Coenzyme Q10 / ubiquinol
Mechanism, regulatory status, and an honest, tiered evidence map.
What it is
Class: Electron carrier / antioxidant
Also known as: CoQ10, ubiquinone, ubiquinol
Relationship to mitochondrial health: Coenzyme Q10 is an endogenous mobile electron carrier of the respiratory chain and a lipid-phase antioxidant. Supplementation is a repletion strategy; its strongest human evidence is a mortality trial in a heart-failure DISEASE population, not a healthy-aging study.
Regulatory status
Sold as a dietary supplement; not an approved drug for aging. The Q-SYMBIO evidence is in chronic heart failure — a disease-treatment context — and does NOT constitute an aging or longevity indication.
Mechanism
Component of OXPHOS electron transport; the Q-SYMBIO RCT measured major adverse cardiovascular events and mortality in chronic heart-failure patients. See /cellular-respiration-oxphos.
Evidence — Human (randomized, disease population)

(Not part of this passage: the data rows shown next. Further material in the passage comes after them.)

PR #269, opened 2017-11-24
Exclude babel-register and babel-polyfill from no-unassigned-import

pvdlg:
[babel-polyfill](https://babeljs.io/docs/usage/polyfill/) and [babel-register](https://babeljs.io/docs/usage/babel-register/) are common modules that doesn't need to assigned.

It would be convenient to have them ignored by the [import/no-unassigned-import](https://github.com/benmosher/eslint-plugin-import/blob/master/docs/rules/no-unassigned-import.md) rule.


sindresorhus:
Good idea :)

PR #622, opened 2025-02-18
fix: adding set latest proven/pending method on admin RPC (#569)

Freyskeyd:
# Description

This PR is porting back to main the changes made for 0.2.2 in PR #569
(cherry picked from commit 42721bd2b9f086d788a58bdd8bc10dfabaa4ee48)

## PR Checklist:


crates/agglayer-node/src/service/mod.rs
```diff
@@ -294,9 +294,9 @@ where
             .inspect_err(|e| error!("Failed to get latest pending certificate: {e}"))?;
 
         let certificate_id = [
-            settled_certificate_id_and_height,
-            proven_certificate_id_and_height,
             pending_certificate_id_and_height,
+            proven_certificate_id_and_height,
+            settled_certificate_id_and_height,
```
Ekleog-Polygon, line 299: AFAICT considering the `.max_by` call before this will not have any impact, unless we have multiple certificate IDs for the same height all on this path, which would be very wrong.

Ekleog-Polygon (approved):
LGTM, reviewed assuming there were no cherry-pick conflicts, which sounds likely considering this is basically only adding code :) (Did not review the details of the added code that have already been reviewed in the first PR)

crates/agglayer-node/src/service/mod.rs
Ekleog-Polygon: I'm not sure I understand, what do we gain by prioritizing the settled one? For the max height it should always be the same certificate ID regardless of which category we're looking at, should it not?

Freyskeyd: If, for any reason, we have for the same `network_id` and height a different `certificate_id`, we should **always** prioritize the settled one.

iljakuklic (approved):

crates/agglayer-node/src/service/mod.rs
Freyskeyd: If you take this as a product, it makes sense. But it doesn't when you have pre-existing data that *could* maybe already in this shape.
If this has been implemented and if the branch is tag as `fix`, it means that it was involved in an existing issue either on `devnet` or `testnet`, where we can't just "delete everything and rebuild".

FWIW, this route and this mechanism will be deprecated as soon as we migrate to gRPC.

PR #628, opened 2025-02-18
fix: skip native claims in witness generation (#610)

Freyskeyd:
# Description

This PR is porting back to main the changes made for 0.2.2 in PR #610
(cherry picked from commit 1031c18c17bb0cf14a0cd0a738e71681e5cbf18d)

## PR Checklist:


crates/agglayer-storage/src/stores/state/tests.rs
```diff
@@ -233,6 +233,43 @@ fn can_read(network_id: NetworkId, store: StateStore) {
...
+fn import_native_tokens() {
+    let certificates: Vec<Certificate> = ["cert_h0.json", "cert_h1.json", "cert_h2.json"]
+        .iter()
+        .map(|p| data::load_certificate(p))
+        .collect();
+
+    let mut lns = LocalNetworkStateData::default();
+
+    for (idx, certificate) in certificates.iter().enumerate() {
+        info!(
```
atanmarko, line 246: Do you have logs enabled in the test?

atanmarko (dismissed):

iljakuklic (dismissed):

atanmarko (approved):

crates/agglayer-storage/src/stores/state/tests.rs
Freyskeyd: We're using `test_log` when needed.

atanmarko: @Freyskeyd It is not fortunate to manually need to change every test we need the output from. For example if the CI build fails we can not see what happened. We should consider using `println` in the tests consistently.

PR #662, opened 2025-02-26
docs: fix dead link in README.md

rebustron:
# Description

Hi! I fixes a dead link in the README.md file. The original link pointing to Succinct's documentation for generating proofs was outdated and has been updated to the correct URL.

## Additions and Changes

Updated the dead link from https://docs.succinct.xyz/docs/generating-proofs/prover-network/key-setup to https://docs.succinct.xyz/docs/sp1/generating-proofs/prover-network/key-setup.

## PR Checklist:

- [ ] I have performed a self-review of my code
- [ ] I have commented my code, particularly in hard-to-understand areas
- [x] I have made corresponding changes to the documentation
- [ ] I have added or updated tests that comprehensively prove my change is effective or that my feature works

PR #663, opened 2025-02-27
fix: make buf CI check hopefully work for external contributors' PRs

Ekleog-Polygon:
# Description

See [failing example](https://github.com/agglayer/agglayer/pull/662) with [its detailed logs](https://github.com/agglayer/agglayer/actions/runs/13550198886/job/37902593573?pr=662) — it failed thrice, so is most likely not an intermittent.

I'm not sure this will fix things, but it's the only hypothesis I have, and deleting this should hopefully not affect anything adversely. So let's just try it out!

## PR Checklist:


.github/workflows/proto.yml
```diff
@@ -20,8 +20,6 @@ jobs:
     runs-on: ubuntu-latest
     steps:
       - uses: actions/checkout@v4
-        with:
-          ref: ${{ github.head_ref || github.event.pull_request.head.ref || github.ref }}
```
Freyskeyd, line 24: We should keep that, as this workflow is triggered on `pull_request_target`.
Also, I think that the solution is to define the `repository`, currently it defaults to `${{ github.repository }}` which could be changed to `${{github.event.pull_request.head.repo.full_name || github.repository }}` or something similar

Ekleog-Polygon: Good point! I hadn't noticed this was running on `pull_request_target`. Fixed, thank you :)

Freyskeyd: To be sure, could you test this change using `act` for the various trigger that we have? (merge_group, etc)

Freyskeyd: What I did recently was to check this using multiple events:

- `act merge_group`
- `act push`

And just looking at what branch/ref was used

hadjiszs (approved):
>I'm not sure this will fix things, but it's the only hypothesis I have, and deleting this should hopefully not affect anything adversely. So let's just try it out!

not entirely sure how to properly test on my side so approving to try it out as suggested 👍

Issue #666, opened 2025-02-27
Agglayer-node integration with kurtosis & aggsender


Freyskeyd:
## Description

After drafting a new RC or tag containing the recent changes on gRPC.

Test and help the integration of the aggsender with kurtosis.

The `aggsender` should be able to communicate with `agglayer-node` using gRPC. While also still providing JSON-rpc support.
 
agglayer version under test: `v0.3.0-rc.4`

## Goal

- [x] Test 0.2 integration with gRPC (having aggsender sending certificate using gRPC entrypoint)
- [ ] Test 0.2 integration with JSON-RPC (having aggsender sending certification using JSON-RPC entrypoint, possible option is to use an old version of aggsender)
- [ ] Test the different error returns by the gRPC services using the standard [ErrorDetails](https://google.aip.dev/193#error_model) spec

*Tickets and refacto linked to this integration need to be created and prioritized as subtask of this issue*

-------
## PRs

- [ ] #688

Ekleog-Polygon:
I'm not sure I understand, what does that issue encompass?

Freyskeyd:
I updated the descripton

Ekleog-Polygon:
Do I understand correctly that this should be mostly helping dev-tools and aggkit teams integrate with agglayer-node?

Freyskeyd:
> Thanks! Do I understand correctly that this should be mostly helping dev-tools and aggkit teams integrate with agglayer-node?

Yes, and addressing fixes or created tickets for improvments

Ekleog-Polygon:
Got it, thank you!

goran-ethernal:
@Freyskeyd Tried to run the new agglayer rc on kurtosis, and get this error:

```
missing field `aggchain-base-contract`
```
We need to modify the agglayer `.toml` file in kurtosis to include this address. Which contract is this?

Ekleog-Polygon:
If I understand [this code](https://github.com/agglayer/agglayer/pull/644/files#diff-1d79c2b8914a349020452b2fdb91f2a8c464a17a70bc510e33dc7d5379d10553R24-R29) correctly, it comes from [contracts/v2/lib/AggchainBase.sol](https://github.com/agglayer/agg-contracts-internal/blob/feature/ongoing-v0.3.0/contracts/v2/lib/AggchainBase.sol) :)

Ekleog-Polygon:
[...]

PR #688, opened 2025-03-05
fix: grpc always expects to be on the domain root

Ekleog-Polygon:
See https://stackoverflow.com/questions/40410392/grpc-endpoint-with-non-root-path In particular, the go library seems to not support prefixing calls with `/grpc`.

cc @goran-ethernal as you handled the go part of this investigation
cc @Freyskeyd as you wrote the initial code

Part of #666 

## PR Checklist:

### DIFF
--- a/crates/agglayer-config/src/rpc.rs
+++ b/crates/agglayer-config/src/rpc.rs
@@ -4,8 +4,12 @@ use jsonrpsee::core::TEN_MB_SIZE_BYTES;
 use serde::{Deserialize, Deserializer, Serialize};
 use serde_with::serde_as;
 
-/// The default port for the local RPC server.
-const DEFAULT_PORT: u16 = 9090;
+/// The default port for the local gRPC server.
+const DEFAULT_GRPC_PORT: u16 = 9089;
+
+/// The default port for the local ReadRPC server.
+const DEFAULT_READRPC_PORT: u16 = 9090;
+
 /// The default port for the local admin RPC server.
 const DEFAULT_ADMIN_PORT: u16 = 9091;
 
@@ -14,12 +18,24 @@ const DEFAULT_ADMIN_PORT: u16 = 9091;
 #[derive(Serialize, Deserialize, Debug, PartialEq, Eq)]
 #[serde(rename_all = "kebab-case")]
 pub struct RpcConfig {
-    /// If the `PORT` environment variable is set, it will take precedence over
-    /// the configuration file.
-    #[serde(default = "default_port", deserialize_with = "deserialize_port")]
-    pub port: u16,
+    /// The default port for the local gRPC server.
+    /// Overridden by `AGGLAYER_GRPC_PORT` environment variable, defaults to 9089.
+    #[serde(
+        default = "default_grpc_port",
+        deserialize_with = "deserialize_grpc_port"
+    )]
+    pub grpc_port: u16,
 
-    /// The port for `admin` RPC
+    /// The default port for the local ReadRPC server.
+    /// Overridden by `AGGLAYER_READRPC_PORT` environment variable, defaults to 9090.
+    #[serde(
+        default = "default_readrpc_port",
+        deserialize_with = "deserialize_readrpc_port"
+    )]
+    pub readrpc_port: u16,
+
+    /// The default port for the local AdminRPC server.
+    /// Overridden by `AGGLAYER_ADMIN_PORT` environment variable, defaults to 9091.
     #[serde(
         default = "default_admin_port",
         deserialize_with = "deserialize_admin_port"
@@ -64,7 +80,8 @@ pub struct RpcConfig {
 impl Default for RpcConfig {
     fn default() -> Self {
         Self {
-            port: default_port(),
+            grpc_port: default_grpc_port(),
+            readrpc_port: default_readrpc_port(),
             admin_port: default_admin_port(),
             host: default_host(),
             max_request_body_size: default_body_size(),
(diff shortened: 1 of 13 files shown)


atanmarko (approved):
I trust you on this one 😉

crates/agglayer-node/src/node.rs
```diff
@@ -293,7 +293,7 @@ impl Node {
         let router = axum::Router::new()
             .merge(health_router)
             .merge(json_rpc_router)
-            .nest("/grpc", grpc_router);
+            .merge(grpc_router);
```
Freyskeyd, line 296: If we do not nest here, It means that we have all the routes and router on the same entrypoint in the API. Maybe it's not a problem but I liked the idea of keeping things separated at least internally.

Another approach could have been something like this:

We could route the query based on the `Content-Type` header, keeping everything ordered on the server with good separation, while solving the `aggsender` problem.

The goal would be to keep the `nest("/grpc")` and have an axum middleware handling the job:

```rust

let router = axum::Router::new().nest("/grpc", grpc_router)...;

let middleware = axum::middleware::from_fn(grpc_route_middleware);
axum::server(listener, middleware.layer(router)).;

async fn grpc_route_middleware<B>(request: Request<B>, next: Next<B>) -> Response {
    let (mut parts, body) = request.into_parts();
    
    // Do something with the uri
    let accept_value = HeaderValue::from_static("application/grpc");
    if Some(&accept_value) == parts.headers.get("Accept")
        || Some(&accept_value) == parts.headers.get("Content-Type")
    {
        uri = format!("/grpc/{uri}");
    }

    next.run(request).await
}
```

I let you decide what's best and more futureproof for following iteration and depreciation of some part of this entrypoint.

goran-ethernal:
Just to leave the update here, I tried the `grpc` communication from `aggsender` to `agglayer` with these changes, and everything works as expected. Like @Ekleog-Polygon said, `google.golang.org/grpc` does not support adding suffixes to the calls for some reason 😢.

crates/agglayer-node/src/node.rs
Ekleog-Polygon: What would be best to me, as well as simplest, would be to just have a second port for the gRPC API. It seems to be the officially-recommended way. And it would make it possible to eventually expose it straight on `.443` with a reverse-proxy doing eg. hostname-based dispatch or any other mechanism as preferred by ops without any changes on our end..

If this plan looks good to you, I'll:
- Rename the current "RPC port" into "ReadRPC port", it'd keep JSON-RPC and /health
- Add a "gRPC port" defaulting 9089, that'd serve only the gRPC endpoints

WDYT about that plan?

Ekleog-Polygon: (And if my long-term hopes are met, we can eventually deprecate all of the ReadRPC port and hopefully someday just kill all that code to simplify our codebase… but that's not contained in the plan as I do understand it's still controversial for various reasons :))

Freyskeyd: > What would be best to me, as well as simplest, would be to just have a second port for the gRPC API. It seems to be the officially-recommended way. And it would make it possible to eventually expose it straight on `.443` with a reverse-proxy doing eg. hostname-based dispatch or any other mechanism as preferred by ops without any changes on our end.
> 
> If this plan looks good to you, I'll:
> 
> * Rename the current "RPC port" into "ReadRPC port", it'd keep JSON-RPC and /health
> * Add a "gRPC port" defaulting 9089, that'd serve only the gRPC endpoints
> 
> WDYT about that plan?

That's something that I wanted to avoid at first to not have too many changes on the infra side, but yes I agree that maybe we can switch to a dedicated port.

crates/agglayer-config/src/rpc.rs
```diff
@@ -14,12 +18,24 @@ const DEFAULT_ADMIN_PORT: u16 = 9091;
...
+        default = "default_grpc_port",
+        deserialize_with = "deserialize_grpc_port"
+    )]
+    pub grpc_port: u16,
 
-    /// The port for `admin` RPC
+    /// The default port for the local ReadRPC server.
+    /// Overridden by `AGGLAYER_READRPC_PORT` environment variable, defaults to 9090.
+    #[serde(
+        default = "default_readrpc_port",
```
Freyskeyd, line 32: Do we want to have an `alias = "port"` here for backward compatibility?

Freyskeyd (approved):

goran-ethernal:
> I created #690 to not forget to update kurtosis-cdk config with those changes

@Freyskeyd I am not sure what to do with that `aggchain-base-contract` config parameter on `agglayer`. In our testing in kurtosis, we just put the default `aggchain-base-contract = "0xB7f8BC63BbcaD18155201308C8f3540b07f84F5e"`, but maybe some support needs to be added in kurtosis for these contracts. We will need them for further integration testing once the prover is complete.

crates/agglayer-config/src/rpc.rs
Ekleog-Polygon: I'd rather not: better to fail loudly than silently accept deprecated options, especially today as we're still in a very centralized, easy-to-change setup.

Landing as-is, let me know if you think it's important and we can add the alias in a follow-up PR!

Freyskeyd:
> > I created #690 to not forget to update kurtosis-cdk config with those changes
> 
> @Freyskeyd I am not sure what to do with that `aggchain-base-contract` config parameter on `agglayer`, because on the new RC it won't start without providing this address. In our testing in kurtosis, we just put the default `aggchain-base-contract = "0xB7f8BC63BbcaD18155201308C8f3540b07f84F5e"`, but maybe some support needs to be added in kurtosis for these contracts. We will need them for further integration testing once the prover is complete.

I'll add that to the ticket

Ekleog-Polygon:
Just submitted https://github.com/0xPolygon/kurtosis-cdk/pull/521 that'll adjust Kurtosis CDK to the new RPC port setup :)

crates/agglayer-config/tests/snapshots/auth_config__auth_kebab_case.snap
```diff
@@ -17,7 +18,8 @@ outputs = []
 format = "pretty"
 
 [rpc]
-port = 9090
+grpc-port = 9089
+readrpc-port = 9090
```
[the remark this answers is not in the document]
Ekleog-Polygon: See https://github.com/agglayer/agglayer/pull/688#discussion_r1983378413 😄

PR #680, opened 2025-03-03
build(deps): make dependabot update prover packages in one PR

iljakuklic:
## PR Checklist:

- [ ] I have performed a self-review of my code
- [ ] I have commented my code, particularly in hard-to-understand areas
- [ ] I have made corresponding changes to the documentation
- [ ] I have added or updated tests that comprehensively prove my change is effective or that my feature works

PR #702, opened 2025-03-12
build: more granular dependabot groups, take 2

iljakuklic:
Three groups have been introduced:
* `provers` for keeping up to date with the `agglayer/provers` repo
* `sp1` for which we have a different update policy from other external dependencies, and updating it often fails, making dependabot PRs way less useful
* `external`, previously called `all`, for the remaining external dependencies. Major version updates still get separate PRs.

Looking at the dependabot logs, the failures we've seen may not have been a result of #680 (reverted #685), so I think this calls for another attempt. I have also changed the indentation a bit to be in line with most yaml syntax examples online, and possibly friendlier to parsers.

## PR Checklist:

### DIFF
--- a/.github/dependabot.yml
+++ b/.github/dependabot.yml
@@ -4,14 +4,31 @@ updates:
     directory: "/"
     schedule:
       interval: "weekly"
+
     groups:
-      all:
+      provers:
         applies-to: version-updates
         patterns:
-        - "*"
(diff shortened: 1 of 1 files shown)


Ekleog-Polygon (approved):
LGTM! Let's try it out and see if it works better :)

PR #710, opened 2025-03-13
ci: switching to agglayer e2e

praetoriansentry:
# Description

This is a minor refactor to run the kurtosis tests in the `agglayer/e2e` repo.

## PR Checklist:

### DIFF
--- a/.github/workflows/test.yml
+++ b/.github/workflows/test.yml
@@ -17,7 +17,6 @@ concurrency:
 env:
   CARGO_TERM_COLOR: always
   REGISTRY: ghcr.io
-  KURTOSIS_CDK_GIT_REF: v0.2.11
   ZKEVM_CONTRACT_GIT_REF: feature/ongoing-v0.3.0-docker
 
 jobs:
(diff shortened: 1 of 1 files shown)


.github/workflows/test.yml
```diff
@@ -177,67 +176,34 @@ jobs:
...
+          "deploy_cdk_bridge_ui": false
+        },
+          "args": {
+            "consensus_contract_type": "pessimistic",
+            "erigon_strict_mode": false,
+            "enable_normalcy": true,
+            "agglayer_prover_sp1_key": "",
+            "agglayer_prover_primary_prover": "mock-prover",
+            "sequencer_type": "erigon",
+            "zkevm_contracts_image": "leovct/zkevm-contracts:v10.0.0-rc.3-fork.12"
```
Freyskeyd, line 204: This could be use as ENV and also use in our integration tests instead of manually building the docker image.

Freyskeyd (approved):

Freyskeyd:
Question, what are the tests running by the current setup?

.github/workflows/test.yml
```diff
@@ -177,67 +176,34 @@ jobs:
...
-
-      - name: Expose RPC URL
-        run: echo "ETH_RPC_URL=$(kurtosis port print cdk-v1 cdk-erigon-node-001 http-rpc)" >> $GITHUB_ENV
-
-      - name: Check that batches are progressing
-        continue-on-error: true
-        env:
-          ETH_RPC_URL: ${{ env.ETH_RPC_URL }}
-          TIMEOUT_SECONDS: 900
-        run: ./.github/scripts/monitor-verified-batches.sh --rpc-url "$ETH_RPC_URL"
```
Ekleog-Polygon, line 237: Just to confirm, do we already have something equivalent to monitor-verified-batches.sh in the e2e repo? (Disclaimer: I haven't been able to figure out where this script actually lives, it looks like I have it in neither of my kurtosis-cdk nor my agglayer checkouts…)

.github/workflows/test.yml
praetoriansentry: Yes - There is a separate CI job that builds this, but because the repo has a different name (temporarily) it had to be manually adjusted last night.

praetoriansentry:
> Question, what are the tests running by the current setup?

- An L1 to L2 bridge that confirms the balance increases (this is necessary for the next text)
- An L2 to L1 bridge that confirms the balance increases
- Simple tests of some of the RPCs

image

The tests are defined by this file at the moment:
https://github.com/agglayer/e2e/blob/main/tests/agglayer/bridges.bats

.github/workflows/test.yml
praetoriansentry: Yeah there are a few things like it, but I think the approach for test validation can be a bit more precise depending on the test case. E.g. in the default cases that we're running here, we're doing and L2 to L1 bridge. It's possible that the number of verified batches could increase even if the bridge were to fail for some reason.

praetoriansentry: For what it's worth that file use to to live [here](https://github.com/0xPolygon/kurtosis-cdk/blob/39f708f421d5569d80f76d25250994d7036b3311/.github/scripts/monitor-verified-batches.sh) but it looks like it was [renamed](https://github.com/0xPolygon/kurtosis-cdk/commit/2edcc2f06baf78aafbbf5652db47c5ad4f1fda17#diff-4d2f9a0c645cd92237a8a4b5ce67be7977f58450b934efa4918bd2afe2d997a8).

I would guess this step was passing because of the `continue-on-error: true` setting which:
> Prevents a job from failing when a step fails. Set to true to allow a job to pass when this step fails.

PR #715, opened 2025-03-14
refactor: switch vkey to big endian

Freyskeyd:
# Description

Refactorisation of how we proceed `aggchain-vkey` to match and have a standard format accros various vkeys.

## PR Checklist:

### DIFF
--- a/crates/agglayer-aggregator-notifier/src/certifier/mod.rs
+++ b/crates/agglayer-aggregator-notifier/src/certifier/mod.rs
@@ -375,8 +375,8 @@ where
 
                 let agglayer_types::aggchain_proof::Proof::SP1Stark(sp1_reduce_proof) = proof;
 
-                let proof_vk_hash = agglayer_contracts::aggchain::AggchainVkeyHash::from_u32_array(
-                    sp1_reduce_proof.vk.hash_u32(),
+                let proof_vk_hash = agglayer_contracts::aggchain::AggchainVkeyHash::new(
+                    sp1_reduce_proof.vk.hash_bytes(),
                 );
 
                 if aggchain_vkey != proof_vk_hash {
@@ -386,7 +386,7 @@ where
                     });
                 }
 
-                Some(aggchain_vkey.as_u32_array())
+                Some(sp1_reduce_proof.vk.hash_u32())
             }
         };
 
--- a/crates/agglayer-primitives/src/lib.rs
+++ b/crates/agglayer-primitives/src/lib.rs
@@ -3,3 +3,14 @@ pub use alloy_primitives::{address, ruint, Address, SignatureError, B256, U256, 
 pub use crate::signature::Signature;
 
 mod signature;
+
+/// Utility method for converting u32 words to bytes in big endian.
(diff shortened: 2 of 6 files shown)


crates/agglayer-aggregator-notifier/src/certifier/mod.rs
```diff
@@ -386,7 +386,7 @@ where
                     });
                 }
 
-                Some(aggchain_vkey.as_u32_array())
+                Some(sp1_reduce_proof.vk.hash_u32())
```
Ekleog-Polygon, line 389: Could we push uniformity further and stop using `hash_u32` altogether in favor of `hash_bytes`?

crates/agglayer-primitives/src/lib.rs
```diff
@@ -3,3 +3,14 @@ pub use alloy_primitives::{address, ruint, Address, SignatureError, B256, U256,
 pub use crate::signature::Signature;
 
 mod signature;
+
+/// Utility method for converting u32 words to bytes in big endian.
+pub fn words_to_bytes_be(words: &[u32; 8]) -> [u8; 32] {
```
Ekleog-Polygon, line 8: We could use [`byteorder::ByteOrder::BigEndian::write_u32_into`](https://docs.rs/byteorder/1.5.0/byteorder/trait.ByteOrder.html#tymethod.write_u32_into) in order to not write this function ourselves — we already depend on the byteorder crate ten times throughout our dependency graph, once more should be fine 😄

Ekleog-Polygon (approved):
LGTM! I just left a few comments for potential further improvements :)

crates/agglayer-aggregator-notifier/src/certifier/mod.rs
iljakuklic: Unfortunately, the sp1 zkvm-side verification function expects the hash in the `hash_u32` format. It seems to be the main working format from which the other representations are derived for presentation purposes.

crates/pessimistic-proof-core/src/aggchain_proof.rs
```diff
@@ -53,7 +52,7 @@ impl AggchainData {
                 aggchain_vkey,
             } => keccak256_combine([
                 &(ConsensusType::Generic as u32).to_be_bytes(),
-                words_to_bytes_le(aggchain_vkey).as_slice(),
+                words_to_bytes_be(aggchain_vkey).as_slice(),
```
iljakuklic, line 55: I don't have the crate dependency graph fresh in mind but could we somehow reuse `aggkit_prover_types::vkey_hash::VKeyHash` type which already has methods for these conversions? If not, at least add an issue for it, so we can reuse the logic.

Freyskeyd: No we can't. Aggkit and pessimistic-proof are two different domains.
We can move this when we'll have a shared repo with everything related to interop

hadjiszs (approved):

iljakuklic (approved):

PR #723, opened 2025-03-20
feat: adding pp-vkey-selector to proof bytes

Freyskeyd:
# Description

This PR adds the `ppVkeySelector` to the proof sent to L1.

cc @krlosMata 

## PR Checklist:


atanmarko (approved):
Approved, although I am not a fan of manual `version.rs` generation.

crates/pessimistic-proof-core/Cargo.toml
```diff
@@ -41,4 +41,6 @@ rand = "0.9.0"
 
 [build-dependencies]
 semver = "1.0"
-toml = "0.8.20"
+toml.workspace = true
+# semver = "1.0"
+# toml = "0.8.20"
```
atanmarko, line 46: Remove

crates/agglayer-aggregator-notifier/src/packer/mod.rs
```diff
@@ -160,14 +160,19 @@ where
                 return Err(Error::InternalError("Unable to find the proof".to_string()));
             };
 
+        let mut proof_with_selector = pessimistic_proof::core::PESSIMISTIC_PROOF_PROGRAM_VERSION
+            .to_be_bytes()
```
Ekleog-Polygon, line 164: Can we have an intermediate variable like `proof_with_selector: [u8; 2] = VERSION.to_be_bytes()`? This would avoid someone in the future changing the type of PESSIMISTIC_PROOF_PROGRAM_VERSION and breaking everything.

Or even better, just have an alternative global, like `const PESSIMISTIC_PROOF_PROGRAM_SELECTOR: [u8; 2] = PESSIMISTIC_PROOF_PROGRAM_VERSION.to_be_bytes();`

crates/pessimistic-proof-core/build.rs
```diff
@@ -0,0 +1,36 @@
...
+
+    let dest_path = Path::new(&env::var_os("OUT_DIR").expect("OUT_DIR not set")).join("version.rs");
+    fs::write(
+        &dest_path,
+        format!(
+            "pub const PESSIMISTIC_PROOF_PROGRAM_VERSION: u16 = {};\n",
+            major_version
+        ),
+    )
+    .expect("Failed to write pessimistic-proof-core version.rs");
```
Ekleog-Polygon, line 35: I'm also not a huge fan of this, it'd feel better to me to just expose it from the pessimistic-proof-program's lib.rs without any build script. But it should be good enough for now :)

Ekleog-Polygon (approved):
LGTM! The below is just for future-proofing, we can definitely land as-is 😄

crates/pessimistic-proof-core/build.rs
Freyskeyd: but there is no link between `proof-core` and `proof-program`, not in the right direction I mean

Ekleog-Polygon: Oh right, this is before the new crates split. Once we have the new crates split, we can have a dep from *-proof to *-proof-program that'd literally just retrieve the program version. Hopefully one day artifact dependencies will even stabilize in cargo, but we're not there yet 🥲 

Anyway, should not be a problem for landing!

Ekleog-Polygon (approved):

Ekleog-Polygon:
Attempting another land, hoping it's an intermittent

Ekleog-Polygon:
Let's do one last attempt, if it fails again here it might actually be due to this PR and not the same intermittent as other PRs have been seeing

atanmarko (approved):

Ekleog-Polygon (approved):

Ekleog-Polygon (approved):
I'm curious, do you know why we need to do all these changes for this specific PR? It seems to me like it should be mostly orthogonal to these matters, but it's hitting all the CI test issues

| Species / population | Adults with chronic (NYHA class III-IV) heart failure (Q-SYMBIO, Mortensen 2014, n=420). |
| Exposure, route, schedule | Oral CoQ10 100 mg three times daily on top of standard heart-failure therapy. |
| Comparator / duration | Placebo-controlled, randomized, double-blind; ~2-year follow-up. |
| Endpoint / numeric result | Lower major adverse cardiovascular events and lower all-cause mortality vs placebo in the heart-failure population. |
| What it did NOT establish | This is disease treatment in heart-failure patients — it is NOT evidence of a healthy-aging, longevity, or lifespan-extension benefit in the general population. |
Negative or null findings
- CoQ10 supplementation has not shown a healthy-aging or lifespan benefit in a general (non-disease) population.
- Statin-related myalgia and other proposed uses have weaker/mixed evidence and are outside this mortality-outcome result.